Quatrièmement, la prière est évidemment un critère à prendre en compte. Sans entrer dans un débat sur la manière dont Dieu répond à nos prières, confier nos aspirations à Dieu dans un dialogue fructueux contribuera à n’en pas douter à nous aider à y voir clair.
Enfin, cinquièmement, dans notre recherche de la volonté de Dieu, les conseils et la confirmation de nos proches ne seront probablement pas inutiles. Si Dieu est présence dans ma vie, il peut bien sûr aussi l’être chez ceux qui m’entourent, et Dieu peut me guider par eux, comme Dieu peut les guider par moi. Il ne s’agit pas de prendre pour parole divine tout ce que les uns et les autres viendront à me dire, mais bien de savoir écouter avec sagesse et discernement ce qu’il peut y avoir de bon dans les avis de ceux qui comptent pour moi, de ceux en qui j’ai confiance.
Discerner la volonté de Dieu, ce qui est bon agréable et parfait, est au fond l’expression d’une vie à l’écoute de Dieu. Or entendre la voix de Dieu est quelque chose de très personnel. C’est aussi quelque chose qui se fait au présent, dans une relation dynamique avec Dieu où les choses ne sont pas écrites d’avance et figées. Entendre la voix de Dieu, c’est aussi intangible, et donc le fruit d’une recherche qui ne cesse jamais, d’une quête toujours alimentée par le souffle créateur de l’Esprit, par une adéquation à celui qui est le chemin : Jésus-Christ.
Dans le Notre-Père, Jésus nous invite à prier entre autres : « Que ta volonté soit faite ». Cette demande implique de notre part une attitude spirituelle d’ouverture, de lâcher prise, de confiance, mais aussi de responsabilité. Prier : « Que ta volonté soit faite », ce n’est pas attendre que fatalement, ce que Dieu veut se réalise, à notre insu ou contre notre gré. Prier : « Que ta volonté soit faite », c’est l’invitation que Jésus nous fait de fondre notre volonté dans celle de Dieu. Que nos désirs soient ceux de Dieu. Que notre pensée soit inspirée par lui. Que nos choix soient conformes à l’esprit de ce que Jésus a accompli quand il était ici-bas. En effet, « Que ta volonté soit faite », c’est ce que Jésus lui-même au moment de la Passion va incarner en disant : « S’il n’est pas possible que cette coupe passe sans que je la boive, alors que ta volonté soit faite ». Jésus veut positivement ce que son Père veut et il contribuera à la réalisation de cette volonté. Il a ainsi ouvert la voie pour chacun de nous.

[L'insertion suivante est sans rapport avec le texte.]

PR #6644, opened 2019-06-11
Load config variables from cli.toml when entering hab-studio

### LINKED ISSUE #4908: Studio should import `auth_token` from cli.toml
After running `hab setup`, there will be an `auth_token` key in `~/.hab/etc/cli.toml`. This is automatically used for operations outside the studio:
```
➤ hab pkg promote jbauman/np-mongodb/3.2.9/20180412155926 stable
» Promoting jbauman/np-mongodb/3.2.9/20180412155926 to channel 'stable'
✓ Promoted jbauman/np-mongodb/3.2.9/20180412155926
```
but not inside the studio:
```
[2][default:/src:0]# hab pkg promote jbauman/np-mongodb/3.2.9/20180412155926 stable
✗✗✗
✗✗✗ No auth token specified
✗✗✗
```
This was surprising to me and seems seems inconsistent since the studio *does* access the `origin` key from `cli.toml` to import keys and set `HAB_ORIGIN`:
```
[4][default:/src:1]# echo $HAB_ORIGIN
jbauman
```
This was on Mac OS with hab 0.55.0/20180321215236.

qubitrenegade:
This commit loads from `cli.toml` and sets:

* HAB_AUTH_TOKEN
* HAB_BLDR_URL
* HAB_CTL_SECRET

If these variables are not set before `hab studio enter` is executed.

This resolves #4908

### DIFF
--- a/components/hab/src/command/studio/enter.rs
+++ b/components/hab/src/command/studio/enter.rs
@@ -13,25 +13,44 @@ use crate::{config,
 
 pub const ARTIFACT_PATH_ENVVAR: &str = "ARTIFACT_PATH";
 
-const ORIGIN_ENVVAR: &str = "HAB_ORIGIN";
 const AUTH_TOKEN_ENVVAR: &str = "HAB_AUTH_TOKEN";
+const BLDR_URL_ENVVAR: &str = "HAB_BLDR_URL";
+const CTL_SECRET_ENVVAR: &str= "HAB_CTL_SECRET";
+const ORIGIN_ENVVAR: &str = "HAB_ORIGIN";
 const STUDIO_CMD: &str = "hab-studio";
 const STUDIO_CMD_ENVVAR: &str = "HAB_STUDIO_BINARY";
 const STUDIO_PACKAGE_IDENT: &str = "core/hab-studio";
 
 pub fn start(ui: &mut UI, args: &[OsString]) -> Result<()> {
+    if henv::var(AUTH_TOKEN_ENVVAR).is_err() {
+        let config = config::load()?;
+        if let Some(auth_token) = config.auth_token {
+            debug!("Setting {}={} via config file", AUTH_TOKEN_ENVVAR, &auth_token);
+            env::set_var("HAB_AUTH_TOKEN", auth_token);
+        }
+    }
+
+    if henv::var(BLDR_URL_ENVVAR).is_err() {
+        let config = config::load()?;
+        if let Some(bldr_url) = config.bldr_url {
+            debug!("Setting {}={} via config file", BLDR_URL_ENVVAR, &bldr_url);
+            env::set_var("HAB_BLDR_URL", bldr_url);
+        }
+    }
+
+    if henv::var(CTL_SECRET_ENVVAR).is_err() {
+        let config = config::load()?;
+        if let Some(ctl_secret) = config.ctl_secret {
+            debug!("Setting {}={} via config file", CTL_SECRET_ENVVAR, &ctl_secret);
+            env::set_var("CTL_SECRET_ENVVAR", ctl_secret);
+        }
+    }
+
     if henv::var(ORIGIN_ENVVAR).is_err() {
         let config = config::load()?;
         if let Some(default_origin) = config.origin {
             debug!("Setting default origin {} via CLI config", &default_origin);
             env::set_var("HAB_ORIGIN", default_origin);
-        }
-    }
-    if henv::var(AUTH_TOKEN_ENVVAR).is_err() {
-        let config = config::load()?;
-        if let Some(auth_token) = config.auth_token {
-            debug!("Setting default origin {} via CLI config", &auth_token);
-            env::set_var("HAB_AUTH_TOKEN", auth_token);
         }
     }
 
--- a/components/hab/src/command/studio/enter.rs
+++ b/components/hab/src/command/studio/enter.rs
@@ -22,13 +22,17 @@ const STUDIO_CMD: &str = "hab-studio";
 const STUDIO_CMD_ENVVAR: &str = "HAB_STUDIO_BINARY";
 const STUDIO_PACKAGE_IDENT: &str = "core/hab-studio";
 
-fn set_env_var_from_config(env_var: &str, config_val: Option<String>, sensitive: bool) {
+enum Sensitivity {
+    PrintValue,
+    NoPrintValue,
+}
+
+fn set_env_var_from_config(env_var: &str, config_val: Option<String>, sensitive: Sensitivity) {
     if henv::var(env_var).is_err() {
         if let Some(val) = config_val {
-            if sensitive {
-                debug!("Setting {}=REDACTED (sensitive) via config file", env_var)
-            } else {
-                debug!("Setting {}={} via config file", env_var, val)
+            match sensitive {
+                Sensitivity::NoPrintValue =>  debug!("Setting {}=REDACTED (sensitive) via config file", env_var),
+                Sensitivity::PrintValue => debug!("Setting {}={} via config file", env_var, val),
             }
             env::set_var(env_var, val);
         }
@@ -38,10 +42,10 @@ fn set_env_var_from_config(env_var: &str, config_val: Option<String>, sensitive:
 pub fn start(ui: &mut UI, args: &[OsString]) -> Result<()> {
     let config = config::load()?;
 
-    set_env_var_from_config(AUTH_TOKEN_ENVVAR, config.auth_token, true);
-    set_env_var_from_config(BLDR_URL_ENVVAR, config.bldr_url, false);
-    set_env_var_from_config(CTL_SECRET_ENVVAR, config.ctl_secret, true);
-    set_env_var_from_config(ORIGIN_ENVVAR, config.origin, false);
+    set_env_var_from_config(AUTH_TOKEN_ENVVAR, config.auth_token, Sensitivity::NoPrintValue);
+    set_env_var_from_config(BLDR_URL_ENVVAR, config.bldr_url, Sensitivity::PrintValue);
+    set_env_var_from_config(CTL_SECRET_ENVVAR, config.ctl_secret, Sensitivity::NoPrintValue);
+    set_env_var_from_config(ORIGIN_ENVVAR, config.origin, Sensitivity::PrintValue);
 
     if henv::var(CACHE_KEY_PATH_ENV_VAR).is_err() {
         let path = fs::cache_key_path(None::<&str>);
--- a/components/hab/src/command/studio/enter.rs
+++ b/components/hab/src/command/studio/enter.rs
@@ -14,7 +14,7 @@ use crate::{config,
 pub const ARTIFACT_PATH_ENVVAR: &str = "ARTIFACT_PATH";
 
 const ORIGIN_ENVVAR: &str = "HAB_ORIGIN";
-const AUTH_TOKEN_ENVVAR: &str = "HAB_AUTH_TOKEN"
+const AUTH_TOKEN_ENVVAR: &str = "HAB_AUTH_TOKEN";
 const STUDIO_CMD: &str = "hab-studio";
 const STUDIO_CMD_ENVVAR: &str = "HAB_STUDIO_BINARY";
 const STUDIO_PACKAGE_IDENT: &str = "core/hab-studio";
@@ -31,7 +31,7 @@ pub fn start(ui: &mut UI, args: &[OsString]) -> Result<()> {
         let config = config::load()?;
         if let Some(auth_token) = config.auth_token {
             debug!("Setting default origin {} via CLI config", &auth_token);
-            env::set_var("HAB_AUTH_TOKEN", auth_token;
+            env::set_var("HAB_AUTH_TOKEN", auth_token);
         }
     }
 
--- a/components/hab/src/command/studio/enter.rs
+++ b/components/hab/src/command/studio/enter.rs
@@ -14,6 +14,7 @@ use crate::{config,
 pub const ARTIFACT_PATH_ENVVAR: &str = "ARTIFACT_PATH";
 
 const ORIGIN_ENVVAR: &str = "HAB_ORIGIN";
+const AUTH_TOKEN_ENVVAR: &str = "HAB_AUTH_TOKEN"
 const STUDIO_CMD: &str = "hab-studio";
 const STUDIO_CMD_ENVVAR: &str = "HAB_STUDIO_BINARY";
 const STUDIO_PACKAGE_IDENT: &str = "core/hab-studio";
@@ -24,6 +25,13 @@ pub fn start(ui: &mut UI, args: &[OsString]) -> Result<()> {
         if let Some(default_origin) = config.origin {
             debug!("Setting default origin {} via CLI config", &default_origin);
             env::set_var("HAB_ORIGIN", default_origin);
+        }
+    }
+    if henv::var(AUTH_TOKEN_ENVVAR).is_err() {
+        let config = config::load()?;
+        if let Some(auth_token) = config.auth_token {
+            debug!("Setting default origin {} via CLI config", &auth_token);
+            env::set_var("HAB_AUTH_TOKEN", auth_token;
         }
     }
 
--- a/components/hab/src/command/studio/enter.rs
+++ b/components/hab/src/command/studio/enter.rs
@@ -21,36 +21,47 @@ const STUDIO_CMD: &str = "hab-studio";
 const STUDIO_CMD_ENVVAR: &str = "HAB_STUDIO_BINARY";
 const STUDIO_PACKAGE_IDENT: &str = "core/hab-studio";
 
+// fn set_env_var(env_var: &str) -> Result<()> {
+//   let config = config::load()?;
+//   if henv::var(env_var).is_err() {
+//     if let Some(config_val) = match env_var {
+//       AUTH_TOKEN_ENVVAR => config.auth_token,
+//       _ => println!("uh oh, this shouldn't happen"),
+//     };
+//     println!("config var is: {}", config_val);
+//     env::set_var(env_var, config_val)
+//   }
+// }
+
+fn set_env_var(env_var: &str, val: String) -> Result<()> {
+    debug!("Setting {}={} via config file", env_var, &val);
+    env::set_var(env_var, val);
+    Ok(())
+}
+
 pub fn start(ui: &mut UI, args: &[OsString]) -> Result<()> {
+    let config = config::load()?;
     if henv::var(AUTH_TOKEN_ENVVAR).is_err() {
-        let config = config::load()?;
         if let Some(auth_token) = config.auth_token {
-            debug!("Setting {}={} via config file", AUTH_TOKEN_ENVVAR, &auth_token);
-            env::set_var("HAB_AUTH_TOKEN", auth_token);
+          set_env_var(AUTH_TOKEN_ENVVAR, auth_token)?;
         }
     }
 
     if henv::var(BLDR_URL_ENVVAR).is_err() {
-        let config = config::load()?;
         if let Some(bldr_url) = config.bldr_url {
-            debug!("Setting {}={} via config file", BLDR_URL_ENVVAR, &bldr_url);
-            env::set_var("HAB_BLDR_URL", bldr_url);
+            set_env_var(BLDR_URL_ENVVAR, bldr_url)?;
         }
     }
 
     if henv::var(CTL_SECRET_ENVVAR).is_err() {
-        let config = config::load()?;
         if let Some(ctl_secret) = config.ctl_secret {
-            debug!("Setting {}={} via config file", CTL_SECRET_ENVVAR, &ctl_secret);
-            env::set_var("CTL_SECRET_ENVVAR", ctl_secret);
+            set_env_var(CTL_SECRET_ENVVAR, ctl_secret)?;
         }
     }
 
     if henv::var(ORIGIN_ENVVAR).is_err() {
-        let config = config::load()?;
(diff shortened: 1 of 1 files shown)


qubitrenegade:
Ok, how do I test this?  I for the life of me can't get into the hab studio...  however, I do see:

```
ubuntu@ubuntu:~/habitat$ RUST_LOG=debug cargo run -p hab studio enter 2>&1 | grep hab::command::studio::enter
[2019-06-11T02:51:15Z DEBUG hab::command::studio::enter] Setting HAB_AUTH_TOKEN=FOOBARBIZBAZ via config file
[2019-06-11T02:51:15Z DEBUG hab::command::studio::enter] Setting HAB_BLDR_URL=https://foo.bar.com via config file
[2019-06-11T02:51:15Z DEBUG hab::command::studio::enter] Setting HAB_CTL_SECRET=BAZBOZBOOZE via config file
[2019-06-11T02:51:15Z DEBUG hab::command::studio::enter] Setting default origin originfoo via CLI config
[2019-06-11T02:51:15Z DEBUG hab::command::studio::enter] Setting HAB_CACHE_KEY_PATH=/home/ubuntu/.hab/cache/keys
[2019-06-11T02:51:15Z DEBUG hab::command::studio::enter] Setting ARTIFACT_PATH=/home/ubuntu/.hab/cache/artifacts
```

When I try to set the HAB_STUDIO_BINARY, it fails being unable to find `/etc/passwd` but there is one in `components/studio/defaults/etc/passwd` and my user has permissions to read the system `/etc/passwd`, so I don't understand the error...

```
ubuntu@ubuntu:~/habitat$ env HAB_STUDIO_BINARY=/home/ubuntu/habitat/components/studio/bin/hab-studio.sh target/debug/hab studio enter
   hab-studio.sh: Creating Studio at /hab/studios/home--ubuntu--habitat (default)
ERROR: Tried to copy default file for '/etc/passwd', but could not find one! Please report this error.
ubuntu@ubuntu:~/habitat$ target/debug/hab studio enter
∵ Missing package for core/hab-studio/0.83.0-dev
» Installing core/hab-studio/0.83.0-dev
☁ Determining latest version of core/hab-studio/0.83.0-dev in the 'stable' channel
✗✗✗
✗✗✗ Package not found. 
✗✗✗
ubuntu@ubuntu:~/habitat$ HAB_STUDIO_BINARY=/home/ubuntu/habitat/components/studio/bin/hab-studio.sh cargo run -p hab studio enter
    Finished dev [unoptimized + debuginfo] target(s) in 0.27s
     Running `target/debug/hab studio enter`
   hab-studio.sh: Creating Studio at /hab/studios/home--ubuntu--habitat (default)
ERROR: Tried to copy default file for '/etc/passwd', but could not find one! Please report this error.
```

Vivre la volonté de Dieu, c’est assumer des choix, pas toujours faciles, mais qui contribuent à la joie de Dieu, et donc à la nôtre. Ceux qui jouent parfois avec les mots en souhaitant non seulement que la volonté de Dieu soit faite (F A I T E), mais qu’elle soit aussi une fête (F E T E), ont raison. Dieu souhaite que notre vie soit festive, pleine de passion, quelque chose qui nous épanouit. Un père – et une mère bien sûr – ne peuvent que se réjouir quand leurs enfants ont intégré tout ce qu’ils leur ont transmis au point qu’ils volent de leurs propres ailes avec joie et sérénité. Il en est de même pour Dieu, notre Père. Etre enfant de Dieu, c’est savoir qu’il nous a créés, savoir qu’il est notre Sauveur, savoir qu’il est notre guide, savoir qu’il demeure une présence active, mais aussi assumer la confiance qu’il nous fait de voler de nos propres ailes, et finalement de faire nos propres choix, mais qui soient des choix en harmonie avec sa volonté. Ainsi, nous pourrions adopter sans réticence l’axiome de Rabbi Yehoudâh, (vers le début du IIIe siècle après JC) : « Sois fort comme un léopard, léger comme un aigle, rapide comme une gazelle et vaillant comme un lion, pour faire la volonté de ton Père du ciel » (Mishnah, Abot, V, 20).